L'intégration à la société canadienne est-elle un critère? En France, les militants islamistes s'en vont combattre en Irak. En Angleterre, ils ont fait sauter des bombes à Londres. On peut imaginer sans trop de mal que l'identification à la société d'accueil peut aussi bien décourager les idées meurtrières qu'attiser un sentiment de trahison. Les actions d'un pays étranger suscitent parfois moins la colère que les actes d'un pays dont on se sent ou on s'est senti solidaire.

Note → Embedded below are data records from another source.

PR #1630, opened 2020-04-29
graph, runtime: Env variable to log PoI events deterministically

That3Percent:
This PR adds an environment variable `GRAPH_LOG_POI_EVENTS` which when set to `true` will log the PoI stream deterministically within a given subgraph for efficient log diffing.

### DIFF
--- a/graph/src/components/subgraph/proof_of_indexing.rs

Si le Canada a louvoyé entre l'interventionnisme à tous crins de George W. Bush et une espèce de neutralité, il en a fait assez pour s'attirer l'hostilité des islamistes les plus extrêmes, mais il est sans doute supplanté comme cible par les États-Unis pour le plus grand nombre. C'est peut-être ce qui nous a sauvés jusqu'à maintenant. Si on suppose que les opinions et les velléités de militantisme de nature terroriste sont réparties selon une distribution normale, de la modération relative à l'extrémisme, les islamistes canadiens désireux de s'en prendre aux intérêts étatsuniens seraient plus nombreux que ceux qui voudraient plutôt s'en prendre aux intérêts canadiens. Dès lors, il serait plus probable d'assister à une autre tentative dans la direction des États-Unis (des islamistes canadiens n'ayant qu'à traverser une frontière) avant une tentative au Canada. Ou de voir des terroristes canadiens se faire arrêter en route pour les États-Unis avant d'en repérer qui ciblent le Canada.

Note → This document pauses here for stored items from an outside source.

PR #1632, opened 2020-04-29
server: Add test for canonical serialization of JSON responses

lutter:
The JSON that `serde_json` produces is already what we want. This adds tests that make sure that the serialization of responses remains what we expect, even if the underlying implementation changes.


Jannis:
Nice. The one test that fails does so because of network errors. This is good to merge.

Mais il faut tenir compte de la logistique. Sur tel ou tel nombre de militants islamistes, un certain pourcentage n'aura pas les moyens d'organiser un attentat. Du coup, si on exige que des terroristes voulant s'en prendre au Canada soient (i) d'origine canadienne ou établis de très longue date, (ii) plus extrêmes que les autres, et (iii) suffisamment nantis pour organiser un attentat, il ne devrait rester qu'un très petit nombre de candidats.

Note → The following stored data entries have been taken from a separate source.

PR #1640, opened 2020-05-04
Normalize BigDecimal values

leoyvens:
By putting any trailing zeros in the scale. This solves determinism issues because when an entity makes a roundtrip through the store it gets normalized by postgres anyways, at least in some cases.

This is mostly just plumbing through the impls for the `BigDecimal` newtype.

One strange consequence is that the workaround in https://github.com/graphprotocol/graph-node/pull/1182 is no longer necessary. It seems that issue only manifested in non-normalized BigDecimals.

### DIFF
--- a/graph/src/data/store/scalar.rs
+++ b/graph/src/data/store/scalar.rs
@@ -1,3 +1,6 @@
+use diesel::deserialize::FromSql;
+use diesel::serialize::ToSql;
+use diesel_derives::{AsExpression, FromSqlRow};
 use failure::Fail;
 use hex;
 use num_bigint;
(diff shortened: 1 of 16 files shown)


graph/src/data/store/scalar.rs
```diff
@@ -10,14 +13,158 @@ use stable_hash::{
...
-pub type BigDecimal = bigdecimal::BigDecimal;
+/// All operations on `BigDecimal` return a normalized value.
+// Caveat: The exponent is currently an i64 and may overflow. See
+// https://github.com/akubera/bigdecimal-rs/issues/54.
+// Using `#[serde(from = "BigDecimal"]` makes sure deserialization calls `BigDecimal::new()`.
+#[derive(
+    Clone, Debug, PartialEq, Eq, PartialOrd, Ord, Serialize, Deserialize, AsExpression, FromSqlRow,
+)]
+#[serde(from = "BigDecimal")]
+#[sql_type = "diesel::sql_types::Numeric"]
```
Jannis, line 30: I would prefer not to add any more diesel-dependent code to the `graph` crate. Could this be done in the diesel store? (Might require an extra newtype around `BigDecimal`?)

leoyvens: It would require a newtype, and between this and a newtype, I see this as the lesser evil.

graph/src/data/store/scalar.rs
```diff
@@ -10,14 +13,158 @@ use stable_hash::{
...
+        self.0.digits()
+    }
+
+    // Copy-pasted from `bigdecimal::BigDecimal::normalize`. We can use the upstream version once it
+    // is included in a released version supported by Diesel.
+    pub fn normalize(&self) -> BigDecimal {
+        let (bigint, exp) = self.0.as_bigint_and_exponent();
+        let (_, mut digits) = bigint.to_u32_digits();
+        let mut digits_iter = digits.iter().rev();
+        let mut trailing_count = 0;
```
That3Percent, line 58: One-liner: `let trailing_count = digits.iter().rev().take_while(|i| **i == 0).count() as i64;`

graph/src/data/store/scalar.rs
```diff
@@ -10,14 +13,158 @@ use stable_hash::{
...
+        while digits_iter.next() == Some(&0) {
+            trailing_count += 1;
+        }
+        digits.truncate(digits.len() - trailing_count as usize);
```
That3Percent, line 62: I copied the tests from the [bigdecimal PR](https://github.com/akubera/bigdecimal-rs/commit/03f56367e27b3f4fcaf70b117bcd6fc49c64593a#diff-b4aea3e418ccdb71239b96952d9cddb6R2822) into this repo, and they failed. So, something is awry.

Here's what I got...
```
thread 'data::store::scalar::test::test_normalize' panicked at 'assertion failed: `(left == right)`
  left: `BigDecimal(BigDecimal("1000"))`,
 right: `BigDecimal(BigDecimal("10"))`', graph/src/data/store/scalar.rs:594:13
```

This works if the exponent is not negated in our newtype constructor.

graph/src/data/store/scalar.rs
```diff
@@ -10,14 +13,158 @@ use stable_hash::{
...
+        let int_val = num_bigint::BigInt::new(self.0.sign(), digits);
```
That3Percent, line 63: After bringing in the tests I also added the line `assert_eq!(not_normalized.normalize().to_string(), string);` between the other asserts. This causes the tests to fail:
```
thread 'data::store::scalar::test::test_normalize' panicked at 'assertion failed: `(left == right)`
  left: `"0.10"`,
 right: `"0.1"`', graph/src/data/store/scalar.rs:602:13
```

graph/src/data/store/scalar.rs
```diff
@@ -10,14 +13,158 @@ use stable_hash::{
...
+        self.0.as_bigint_and_exponent()
+    }
+
+    pub(crate) fn digits(&self) -> u64 {
+        self.0.digits()
+    }
+
+    // Copy-pasted from `bigdecimal::BigDecimal::normalize`. We can use the upstream version once it
+    // is included in a released version supported by Diesel.
+    pub fn normalize(&self) -> BigDecimal {
```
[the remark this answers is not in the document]
leoyvens: Done, nice tip with `#[must_use]`.

graph/src/data/store/scalar.rs
```diff
@@ -10,14 +13,158 @@ use stable_hash::{
...
+/// All operations on `BigDecimal` return a normalized value.
+// Caveat: The exponent is currently an i64 and may overflow. See
+// https://github.com/akubera/bigdecimal-rs/issues/54.
+// Using `#[serde(from = "BigDecimal"]` makes sure deserialization calls `BigDecimal::new()`.
+#[derive(
+    Clone, Debug, PartialEq, Eq, PartialOrd, Ord, Serialize, Deserialize, AsExpression, FromSqlRow,
+)]
+#[serde(from = "bigdecimal::BigDecimal")]
+#[sql_type = "diesel::sql_types::Numeric"]
+pub struct BigDecimal(bigdecimal::BigDecimal);
```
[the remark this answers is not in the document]
leoyvens: Done.

graph/src/data/store/scalar.rs
```diff
@@ -10,14 +13,158 @@ use stable_hash::{
...
+
+impl From<bigdecimal::BigDecimal> for BigDecimal {
+    fn from(big_decimal: bigdecimal::BigDecimal) -> Self {
+        BigDecimal(big_decimal).normalize()
+    }
+}
+
+impl BigDecimal {
+    pub fn new(digits: BigInt, exp: i64) -> Self {
+        Self::from(bigdecimal::BigDecimal::new(digits.0, -exp))
```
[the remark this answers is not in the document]
leoyvens: Added a comment, bidecimal chose to flip this, strangely.

graph/src/data/store/scalar.rs
```diff
@@ -10,14 +13,158 @@ use stable_hash::{
...
+
+    pub(crate) fn digits(&self) -> u64 {
+        self.0.digits()
+    }
+
+    // Copy-pasted from `bigdecimal::BigDecimal::normalize`. We can use the upstream version once it
+    // is included in a released version supported by Diesel.
+    pub fn normalize(&self) -> BigDecimal {
+        let (bigint, exp) = self.0.as_bigint_and_exponent();
+        let (_, mut digits) = bigint.to_u32_digits();
```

Toutefois, un article de Loretta Napoleoni rappelle que le coût d'un attentat terroriste est à la baisse. Les connaissances requises pour fabriquer des explosifs circulent de plus en plus facilement. Pour des militants déjà sur place et qui choisissent l'option kamikaze, le coût devient minime. Et ceux qui visent des cibles canadiennes auront des coûts plus bas que ceux qui veulent s'en prendre à des cibles étatsuniennes. L'inquiétude va demeurer encore un moment.